This part is just DSA's own lightning indexer, for reference since it's what gets shared:

Compatibility between query `q`

and each candidate position `i`

, per block/head:

`s_i = q · W_i + b_i`

— raw score for position i`g_i = max(0, s_i)`

— ReLU gate (this is the "lightning" part: cheap, no softmax needed before selection)`Top-k = argmax_i(g_i)`

over all i — pick the k highest-scoring positionsThis sits *underneath* MLA (Multi-head Latent Attention). The reason MLA matters here: instead of every head keeping its own full KV, MLA squeezes all heads' KV into one shared **low-rank latent vector** — `latent = x·W^D`

(down-projection). The indexer scores against this compressed representation, which is part of why it's so much cheaper per-FLOP than the main attention.

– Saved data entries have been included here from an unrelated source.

PR #4332, opened 2022-04-20
Fix SelectProductionToLose parsing for Units

Strikeskids:
This PR adds validation so that users are not able to specify negative or non-numeric unit amounts. Before this validation, players could make their production massive by "losing" a negative amount of production.

### DIFF
--- a/src/Player.ts
+++ b/src/Player.ts
@@ -1116,7 +1116,7 @@ export class Player {
       if (!Units.keys.every((k) => units[k] >= 0)) {
         throw new Error('All units must be positive');
       }
-      if (!this.hasUnits(units)) {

The question is: which layers do you keep as F? Two answers, training-free and training-aware — and notably, the "obvious" third answer (similarity-based) **fails**. Order of discovery matters here, so I'm keeping it in the order the paper actually tried things.

The dumbest idea: just alternate uniformly, e.g. `F S S S F S S S ...`

(1 F every 4 layers). This **doesn't work well**. Why: indexer "importance" is *not* uniform across depth. Some layers — especially early/transitional ones — are way more sensitive to losing their own indexer than others. A fixed period can easily land an F on a redundant layer and an S on a critical one. You need the model (or data) to tell you which layers are safe to share.

No weight updates at all. Just:

`{2, 3, ..., N}`

(layer 1 is always F — has to seed the cache).This is literally a greedy "convert layers one-by-one, always pick the one with minimum loss increase" search — full search is O(N²) forward passes, but if you've got pipeline-parallel stages (P of them), you can split layers into P blocks and search them in parallel, cutting total passes by roughly P×.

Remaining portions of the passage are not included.